Whether the federal govrnment is spending general revenues wisely or not, is irrelevant to the whole SS-fund-as-bonds argument.
the analogy I like is, “is the federal government borrowing money to buy a house (investment) or borrowing moeny to buy groceries?” Building roads, bridges, air traffic control systems, subways in big cities - all these add value to the economy that has very long term value, long after the money is spent. Financing education? you are straying into debate territory, simple answer is it depends. Borrowing to pay welfare? Recipe for disaster.
Sorry if this is straying into GD territory, but the probelm is this - it is a good idea for the government to deficit-spend during bad times to prop up the economy, but this Keynseyan doctrine has been re-interpreted by politicos that they have a license to spend, and the occasional surplus (like Bill Clinton’s) seem to be more an accident of good times than government policy.

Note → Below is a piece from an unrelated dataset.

Issue #5230, opened 2025-02-07
HTTPRoute weighted backends with filters attached sends traffic to the wrong backend


dprotaso:
*Description*:
When I add an weighted backend to an HTTPRoute I expect traffic to go to that backend with the correct filters applied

As the saying goes, “if things can’t keep going on like this… they won’t”.
So the current arrangement is a simple one - the SS fund is a separate entity/pocket/account/whatever. As long as the government reliably pays back its loans, those bonds are good and SS has nothing to worry about except demographics.

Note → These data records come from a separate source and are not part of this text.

PR #5166, opened 2025-01-27
chore: fix gen

zhaohuabing:
Update the expired certs in the test files.

https://github.com/envoyproxy/gateway/actions/runs/12982026711/job/36201260503

PR #5273, opened 2025-02-13
[release/v1.2] chore: fix gen (#5166)

arkodg:
fix gen

(cherry picked from commit 34db8afc21437647f3c163106d11e1d8310e0ef4)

however, the feds are quick to add spending and slow to stop it. SS has become as much a welfare payout for the poor and disabled as it is a real pension plan and politicians with a 4-year time frame (or 2 years) are happy to buy votes and let someone else deal with the consequences 10 years later.
but the problem is a different one - SS is the least of the problems, since all the money the government borrows goes into other spending. The SS fund is just the enabler, making it far easier for the government to borrow.
over time 2 things will happen:
-the pool of easy funds will stop being avilable as demographics change.
-the government will either have to spend responsibly, or use inflation to reduce the cost of past debt.
the chance that the government changes the rules is always there. Reducing payouts is politically difficult but can be done; I’m sure with the right incentives, the states will agree to a constitutional change too (we’ll give you the right to cancel your debt…).
(The first step to reducing debt is clawback from people making progressively lesser decent incomes. Once the SS payout is irrelevant to the middle class, they don’t care what the government does with it.)
however, all that is irrelevant to the discussion at hand.
the simple answer is this:
-if you account for the Social Security fund as a separate entity, then the bonds are meaningful.
-if you are talking “total for all govenrment spending” then the bond as asset and liability cancel each other out, yes.
-government spending outside SS is counted as a separate entity - and that entity would have the same issues whether they borrowed from the SS fund or the Chinese. The difference is the fund is a much more friendly and easily manipulated lender if it come to the crunch.